2. The method of claim 1 wherein the calculation of said
statistical parameter includes determining a signal value for each
spark at a predetermined time period within the duration of each
spark.
3. The method of claim 2 wherein the calculation of said
statistical parameter further includes determining whether said
signal value is greater than or less than a predetermined reference
value during said predetermined time period.

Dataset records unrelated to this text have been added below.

PR #1532, opened 2024-12-18
[#1468] Add configuration step for OpenKlant2 connectivity

### LINKED ISSUE #1468: Add django-setup-configuration to configure open-inwoner to openklant
Add django-setup-configuration to configure open-inwoner to openklant

swrichards:


src/open_inwoner/configurations/bootstrap/openklant.py
```diff
@@ -88,3 +106,39 @@ def execute(self, model: KlantenApiConfigurationModel):
...
                 "Unable to validate and save configuration"
             ) from exc
+
+
+class OpenKlant2ConfigurationStep(BaseConfigurationStep[OpenKlant2Configuration]):
+    """
+    Configure the KIC settings and set any feature flags or other options if specified
+    """
+
+    verbose_name = "OpenKlant2 APIs configuration"
```
pi-sigma, line 116: Are we expecting to support multiple?

pi-sigma (approved):

src/open_inwoner/configurations/bootstrap/openklant.py
swrichards: As discussed, the direction of travel is singleton: we'll keep the setup step on this assumption for now (and the nice thing about that is we can refactor the underlying model without too much pain later).

PR #1533, opened 2024-12-19
[#2931] Update company name from KVK API on login

pi-sigma:
Taiga: https://taiga.maykinmedia.nl/project/open-inwoner/task/2931

### DIFF
--- a/src/open_inwoner/accounts/tests/test_auth.py
+++ b/src/open_inwoner/accounts/tests/test_auth.py
@@ -14,7 +14,7 @@ from furl import furl
 from pyquery import PyQuery as PQ
 
 from open_inwoner.accounts.choices import NotificationChannelChoice
-from open_inwoner.accounts.signals import update_user_from_klant_on_login
+from open_inwoner.accounts.signals import KvKClient, update_user_on_login
 from open_inwoner.configurations.models import SiteConfiguration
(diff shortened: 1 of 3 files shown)


src/open_inwoner/accounts/tests/test_auth.py
```diff
@@ -1896,7 +1896,7 @@ def test_anonymous_user_is_redirected_to_login_page_if_password_change_is_access
 
 
 @requests_mock.Mocker()
-class TestUpdateUserFromKlantUponLoginTests(TestCase):
+class UpdateUserOnLoginTest(TestCase):
```
swrichards, line 1899: PR LGTM, though technically it looks like we're not actually verifying that the name is _saved_ I think? Happy to go with this for now, we can treat it as a stretch goal.

swrichards (approved):
Just one question about a test, but treat it as a nitpick.

src/open_inwoner/accounts/tests/test_auth.py
pi-sigma: Yes, we're only verifying that the functions are called, not that the update works. I was going for the minimal solution, but will add this

swrichards (approved):

alextreme (approved):

PR #1535, opened 2024-12-20
[#2946] Fix login for eHerkenning user with single vestiging

pi-sigma:
The KVK branch selection view should be displayed, and the vestigingsnummer of the company should be stored in the session, for companies that have only a single vestiging (i.e. a hoofdvestiging but no nevenvestiging).

We currently skip the KVK branch selection view for companies with a single vestiging. The reason for doing this was a problem with endless redirects caused by our middleware (see [https://taiga.maykinmedia.nl/project/open-inwoner/task/2000](https://taiga.maykinmedia.nl/project/open-inwoner/task/2000.)).

The issue now is that if a client logs in with a KVK nummer that has only one vestiging, the vestigingsnummer is not stored in the session. Consequently, any calls to APIS that make use of the KVK + vestigingsnummer will give the wrong results for this KVK number.

Reproducible with KVK number 90002490, which has only a hoofdvestiging.

Taiga: https://taiga.maykinmedia.nl/project/open-inwoner/task/2946

### DIFF
--- a/src/open_inwoner/kvk/views.py
+++ b/src/open_inwoner/kvk/views.py
@@ -7,13 +7,14 @@ from django.views.generic import FormView
 from furl import furl
 
 from open_inwoner.kvk.branches import KVK_BRANCH_SESSION_VARIABLE
+from open_inwoner.utils.views import LogMixin
 
 from ..utils.url import get_next_url_from
 from .client import KvKClient
 from .forms import CompanyBranchChoiceForm
 
 
-class CompanyBranchChoiceView(FormView):
+class CompanyBranchChoiceView(LogMixin, FormView):
     """Choose the branch ("vestiging") of a company"""
 
     template_name = "pages/kvk/branches.html"
@@ -32,12 +33,14 @@ class CompanyBranchChoiceView(FormView):
         company_branches = kvk_client.get_all_company_branches(
             kvk=self.request.user.kvk
         )
-        # create pseudo-branch representing the company as a whole
-        master_branch = {
+        # create pseudo-branch representing the company as a whole (the "rechtspersoon").
+        # technically, the compnay as a legal entity is represented as "rechtspersoon",
+        # but this is not always included in query results
+        rechtspersoon_entry = {
             "vestigingsnummer": "",
             "naam": company_branches[0].get("naam", "") if company_branches else "",
         }
-        company_branches.insert(0, master_branch)
+        company_branches.insert(0, rechtspersoon_entry)
 
         kwargs["company_branches"] = company_branches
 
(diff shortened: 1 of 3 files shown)


swrichards:
One note about the copy:

Screenshot from 2024-12-20 13-00-58

> Log in namens alle vestigingen

Is a bit misleading: what you're actually doing is "Log in namens rechtspersoon" which specifically _excludes all vestigingen_, including the hoofdvestiging.

src/open_inwoner/kvk/views.py
```diff
@@ -32,7 +32,9 @@ def get_form_kwargs(self):
         company_branches = kvk_client.get_all_company_branches(
             kvk=self.request.user.kvk
         )
-        # create pseudo-branch representing the company as a whole
+        # create pseudo-branch representing the company as a whole.
+        # technically, the compnay as a legal entity is represented as "rechtspersoon",
+        # but this is not always included in query results
```
swrichards: As discussed, I think `pseudo-branch` is confusing here because what we're after is the rechtspersoon which is definitely not a branch. I would rename this to: `rechtspersoon_entry` to avoid confusion.

src/open_inwoner/kvk/views.py
```diff
@@ -63,11 +65,9 @@ def get(self, request, *args, **kwargs):
...
         form = context["form"]
 
-        company_branches_with_master = form.company_branches
-        # Exclude the "master" branch from these checks, since we always insert this
-        company_branches = company_branches_with_master[1:]
-
-        if not company_branches or len(company_branches) == 1:
+        # check that there are company branches besides our artifical "master_branch"
+        vestigingen = form.company_branches[1:]
+        if not vestigingen or not any(v.get("vestigingsnummer") for v in vestigingen):
```
swrichards, line 71: My best guess is that this be incredibly rare, but it might warrant a `system_action` for diagnostics (including I think the selection of the branch when it's made, that would also help debugging)..

src/open_inwoner/kvk/views.py
```diff
@@ -32,7 +32,9 @@ def get_form_kwargs(self):
         company_branches = kvk_client.get_all_company_branches(
             kvk=self.request.user.kvk
         )
-        # create pseudo-branch representing the company as a whole
+        # create pseudo-branch representing the company as a whole.
+        # technically, the compnay as a legal entity is represented as "rechtspersoon",
+        # but this is not always included in query results
         master_branch = {
             "vestigingsnummer": "",
```
swrichards, line 40: Just checking: this means that the `POST` handler in will have an empty string in `request.POST["branch_number"]`, correct? And that would thus be empty and signify we're talking about the rechtspersoon rather than one of its vestigingen? If so, I would add a comment around `l.93` to make this explicit, so something like:

```
branch_number := request.POST["branch_number"])
request.session[KVK_BRANCH_SESSION_VARIABLE] = branch_number or None # an empty string is interpreted as "interact as the rechtsersoon, not as any specific branch"
```

swrichards (changes requested):
LGTM, just some contextual things, plus my comment about a change to the form copy, to avoid confusion about rechtspersoon versus "all branches".

I double checked this locally, and it looks like it's sending the correct values to both Mijn Aanvragen and Mijn Vragen, depending on the selection (either kvk or vestigingsnummer for Mijn Vragen, depending on selection, and either kvk or kvk + vestiging for Mijn Aanvragen).

src/open_inwoner/kvk/views.py
pi-sigma: That was the idea, yes

src/open_inwoner/kvk/views.py
pi-sigma: Included  a `system_action` with information about the vestigingen. Not sure what you mean by "the selection of the branch when it's made". Do you mean a timestamp? That should be nearly the same as the time of the log entry, no?

swrichards: Ah sorry, I meant logging the happy flow (user selected either rechtspersoon or branch) in addition to the unhappy flow you logged here, so something like: `system_action("User selected {rechtspersoon kvk123 | branch 456 for rechtspersoon kvk123")`. But I now feel that might be a bit overkill, feel free to ignore.

swrichards (approved):

PR #1538, opened 2024-12-27
[#2935] Mijn Afspraken: Don't show appoinments from the past

alextreme:


pi-sigma (changes requested):
- There is no test that past appointments are actually excluded
- Tests should use `freezegun.freezetime` instead of manually setting a future date

src/open_inwoner/cms/plugins/tests/test_appointments.py
```diff
@@ -19,12 +20,14 @@ def test_plugin(self, m):
...
-        )
+        with freeze_time("2020-01-01 00:00"):
+            html, context = cms_tools.render_plugin(
+                UserAppointmentsPlugin, plugin_data={}, user=data.user
+            )
 
         appointments = context["appointments"]
 
+        # past appointments should not show up
         self.assertEqual(len(appointments), 2)
```
swrichards, line 30: This might be more explicit (the `notIn` follows from the previous one, but code > comments). But it's a nitpick.

```suggestion
        appointment_titles = [a.title for a in appointments]
        self.assertEqual([data.appointment_idcard.title, data.appointment_passport.title], appointment_titles)
        self.assertNotIn(appointment_titles, data, appointment_old.title)
```

swrichards (approved):

src/open_inwoner/cms/plugins/tests/test_appointments.py
pi-sigma: You're right. I changed it, though using a slightly different approach.

swrichards (approved):

pi-sigma (approved):

PR #1544, opened 2025-01-08
[#2808] Use KVK API to check legal status of compay at login

pi-sigma:
Taiga: https://taiga.maykinmedia.nl/project/open-inwoner/issue/2808

### DIFF
--- a/src/open_inwoner/accounts/views/auth.py
+++ b/src/open_inwoner/accounts/views/auth.py
@@ -18,13 +18,13 @@ from digid_eherkenning.mock.views.digid import DigiDAssertionConsumerServiceMock
 from digid_eherkenning.views.base import get_redirect_url
 from digid_eherkenning.views.digid import DigiDAssertionConsumerServiceView
 from digid_eherkenning.views.eherkenning import eHerkenningAssertionConsumerServiceView
+from glom import glom
 
 from eherkenning.mock import eherkenning_conf
 from eherkenning.mock.views.eherkenning import (
     eHerkenningAssertionConsumerServiceMockView,
 )
-from open_inwoner.openklant.models import ESuiteKlantConfig
-from open_inwoner.openzaak.models import OpenZaakConfig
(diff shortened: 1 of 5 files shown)


src/open_inwoner/kvk/client.py
```diff
@@ -123,6 +125,10 @@ def get_all_company_branches(self, kvk: str, **kwargs) -> list[dict | None]:
 
         return branches
 
+    @cache_result("kvk:{kvk}")
+    def get_basisprofiel(self, kvk: str, **kwargs) -> dict:
+        return self._request(f"{self.basisprofielen_endpoint}/{kvk}", params=kwargs)
```
swrichards: We should be careful combining `**kwargs` with `@cache_result`: it means you'll get the same cached result even if `**kwargs` vary. I would prefer either writing out the kwargs and adding them to the caching key, or not accepting them until we need them.

src/open_inwoner/accounts/views/auth.py
```diff
@@ -136,16 +135,22 @@ class BlockEenmanszaakLoginMixin:
...
+        basisprofiel = client.get_basisprofiel(kvk=kvk)
+
+        if basisprofiel.get("fout"):
+            auth.logout(request)
+            message = basisprofiel["fout"][0]["omschrijving"]
+            messages.error(request, message)
+            failure_url = self.get_failure_url()
+            return HttpResponseRedirect(failure_url)
+
+        if basisprofiel["_embedded"]["eigenaar"]["rechtsvorm"] == "Eenmanszaak":
```
swrichards: Will the entire nested path be available for all responses? If not, we might want an extra guard in case e.g. `eigenaar` does not exist (perhaps `glom` can help).

swrichards (changes requested):

swrichards (approved):
LGTM, holding off on merge until after `v1.26.0`.

PR #1546, opened 2025-01-09
eSuite user syncing refactors

swrichards:
Some ground-clearing in preparation for a PR to actually sync new user data to eSuite upon user creation.


src/open_inwoner/openklant/api_models.py
```diff
@@ -6,13 +6,19 @@
 from zgw_consumers.api_models.base import ZGWModel
 
 
-class KlantCreateData(TypedDict):
-    bronorganisatie: str
-    voornaam: str
-    voorvoegselAchternaam: str
-    achternaam: str
+class KlantWritePayload(TypedDict, total=False):
+    """The writable fields for en eSuite klant.
```
pi-sigma:
```suggestion
    """The writable fields for an eSuite klant.
```

src/open_inwoner/openklant/api_models.py
```diff
@@ -6,13 +6,19 @@
 from zgw_consumers.api_models.base import ZGWModel
 
 
-class KlantCreateData(TypedDict):
-    bronorganisatie: str
-    voornaam: str
-    voorvoegselAchternaam: str
-    achternaam: str
+class KlantWritePayload(TypedDict, total=False):
```
pi-sigma, line 9: Perhaps the name itself (not just the comment) should make clear that this is intended for eSuite: `KlantWritePayloadESuite` or the like?

pi-sigma (approved):

alextreme:
@swrichards can be merged after resolving the conflict

src/open_inwoner/openklant/api_models.py
swrichards: Fair, but I think I'll leave it consistent with the rest of the file for now, because this is true for the whole submodule.

PR #1552, opened 2025-01-14
[#2966] Refactor logic for registering contactmomenten in eSuite

pi-sigma:
In preparation for adding support for registering questions with OpenKlant2, the existing logic for registering contactmomenten in the eSuite is refactored.

Taiga: https://taiga.maykinmedia.nl/project/open-inwoner/task/2966


swrichards (changes requested):
LGTM, just needs a rebase for the migration dependencies (it's a nitpick, but there's also some stash conflict markers in the first commit, not that it hurts much). I'd like to hold off on merging until `v1.26.0` is released.

src/open_inwoner/openklant/migrations/0019_klantensysteemconfig_register_contact_email_and_more.py
```diff
@@ -0,0 +1,41 @@
+# Generated by Django 4.2.16 on 2025-01-14 13:17
+
+from django.db import migrations, models
+
+
+class Migration(migrations.Migration):
+
+    dependencies = [
+        ("openklant", "0018_rename_openklantconfig_esuiteklantconfig_and_more"),
```
swrichards: I think this needs to be dependent on `src/open_inwoner/openklant/migrations/0020_add_more_help_texts_to_openklant2_config.py`?

src/open_inwoner/openklant/migrations/0020_klantensysteemconfig_register_contact_email_and_more.py
```diff
@@ -0,0 +1,41 @@
+# Generated by Django 4.2.16 on 2025-01-14 13:17
+
+from django.db import migrations, models
+
+
+class Migration(migrations.Migration):
+
+    dependencies = [
+        ("openklant", "0019_alter_klantensysteemconfig_primary_backend"),
+    ]
```
swrichards: @pi-sigma shouldn't this depend on https://github.com/maykinmedia/open-inwoner/blob/develop/src/open_inwoner/openklant/migrations/0020_add_more_help_texts_to_openklant2_config.py ?

pi-sigma: You're right, I mixed up the order  (`0020_add_more...` is already in `develop` but there's no logical dependency between the migrations).

swrichards (approved):

PR #1553, opened 2025-01-15
[#2959] Sync user to eSuite after completing registration

swrichards:
[Taiga](https://taiga.maykinmedia.nl/project/open-inwoner/issue/2959)

### DIFF
--- a/src/open_inwoner/accounts/signals.py
+++ b/src/open_inwoner/accounts/signals.py
@@ -1,7 +1,6 @@
 import logging
 
 from django.contrib.auth.signals import user_logged_in, user_logged_out
-from django.db.models.signals import post_save
 from django.dispatch import receiver
 from django.urls import reverse
 from django.utils.translation import gettext as _
@@ -37,6 +36,7 @@ def update_user_on_login(sender, user, request, *args, **kwargs):
     if user.login_type not in [LoginTypeChoices.digid, LoginTypeChoices.eherkenning]:
         return
 
+    # KvK API
     if user.login_type is LoginTypeChoices.eherkenning:
         _update_eherkenning_user_from_kvk_api(user=user)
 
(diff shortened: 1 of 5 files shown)


src/open_inwoner/accounts/signals.py
```diff
@@ -89,38 +89,6 @@ def _update_eherkenning_user_from_kvk_api(user: User):
         user.save()
```
swrichards, line 91: @pi-sigma Note here that this hook did not add much: all DigiD/eHerkenning users would _also_ be logged in upon creation, which would trigger the handler for the `user_logged_in` flow, so I removed this as it just causes confusion.

src/open_inwoner/accounts/views/registration.py
```diff
@@ -186,18 +187,31 @@ def get_initial(self):
...
-                }
-            )
+        user = form.instance
+
+        klant, _ = service.get_or_create_klant(
+            user=user, fetch_params=service.get_fetch_parameters(user=user)
+        )
+
+        if not klant:
+            logger.error("Unable to create klant during post-registration sync")
```
pi-sigma: Perhaps add `user` and/or fetch_parameters to the log?

src/open_inwoner/accounts/tests/test_auth.py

4. The method of claim 3 wherein the calculation of said
statistical parameter further includes either determining the
frequency of occurrence of sparks where said signal value is
greater that said predetermined reference value, or determining the
frequency of occurrence of sparks where said signal value is less
than said predetermined reference value.
5. A system for detecting and measuring the content of smoke, soot
or particulates in gases, particularly in exhaust gases of internal
combustion engines, comprising: a sensor comprising a first
electrode, a second electrode, said first and second electrode
being separated by an insulator, said first and second electrodes
being positioned to form a gap in the gases being measured; a means
of producing a series of sparks across said gap; a means of
obtaining a series of signals corresponding to the voltage levels
during each spark of said series of sparks; a means of deriving a
measuring value for the content of smoke, soot or particulates in
said gases from a statistical parameter of said series of
signals.
6. The system of claim 5 wherein said sensor includes a means of
heating said insulator.
7. The system of claim 5 wherein the calculation of said
statistical parameter includes determining a signal value for each
spark at a selected time period within the duration of each
spark.
8. The system of claim 7 wherein the calculation of said
statistical parameter further includes determining whether said
signal value is greater than or less than a predetermined reference
value during said time period.
9. The system of claim 8, wherein the calculation of said
statistical parameter further includes either determining the
frequency of occurrence of sparks where said signal value is
greater than said predetermined reference value, or determining the
frequency of occurrence of sparks where said signal value is less
than said predetermined reference value.
Description
CROSS REFERENCES TO RELATED APPLICATIONS
[0001] This Application Claims the Benefit of Provisional Patent
Application Ser.# 60/622,590 Filed 10/28/2004.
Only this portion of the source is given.